Fig. 4. The effect of L. casei AMBR2 on IL-4 induced barrier dysfunction in vitro and in vivo. (A) Effect of L. casei AMBR2 with/without IL-4 on TEER of epithelial cell cultures of healthy controls (n = 5) and patients with CRSwNP patients (n = 6). (B, C) Representative immunostainings for occludin and ZO-1 from stimulated ALI cultures of healthy controls and patients with CRSwNP. White arrows indicate the opening of the tight junctions (scale bar = 1 μm). (D) Mice were endonasally pre-treated two times with L. casei AMBR2 (10⁷ CFU/mL). Twenty-four hours later, IL-4 was applied three times with one hour interval. Twenty-four hours after the last IL-4 application, FD4 was applied endonasally to evaluate mucosal permeability in the serum of the treated mice. (E) Mucosal permeability for FD4. Data are presented as mean ± SEM. Two-way ANOVA with post hoc analysis for (A). Mann-Whitney test for (D).

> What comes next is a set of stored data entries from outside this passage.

PR #53, opened 2022-02-01
refactor: mark a number of functions as const

PastaPastaPasta:
When a function can be const, it probably should be const. This way it can be called at compile time, and it makes it clear to the caller that nothing on the heap is being touched.

### DIFF
--- a/merk/src/tree/link.rs
+++ b/merk/src/tree/link.rs
@@ -53,7 +53,7 @@ pub enum Link {
 impl Link {
     /// Creates a `Link::Modified` from the given `Tree`.
     #[inline]
-    pub fn from_modified_tree(tree: Tree) -> Self {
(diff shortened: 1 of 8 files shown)


merk/src/tree/link.rs
```diff
@@ -134,7 +134,15 @@ impl Link {
     /// if any (note: not the height of the referenced tree itself). Return
     /// value is `(left_child_height, right_child_height)`.
     #[inline]
-    pub fn height(&self) -> u8 {
+    pub const fn height(&self) -> u8 {
+        const fn max(a: u8, b: u8) -> u8 {
```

CRSwNP, chronic rhinosinusitis with nasal polyps; TEER, trans-epithelial electrical resistance; IL, interleukin; FD4, fluorescein isothiocyanate-dextran 4 kDa; SEM, standard error of mean; ANOVA, analysis of variance; CFU, colony-forming unit; PBS, phosphate-buffered saline; ZO-1, zonula occludens-1.

^*P < 0.05; ^†P < 0.01; ^‡P < 0.001.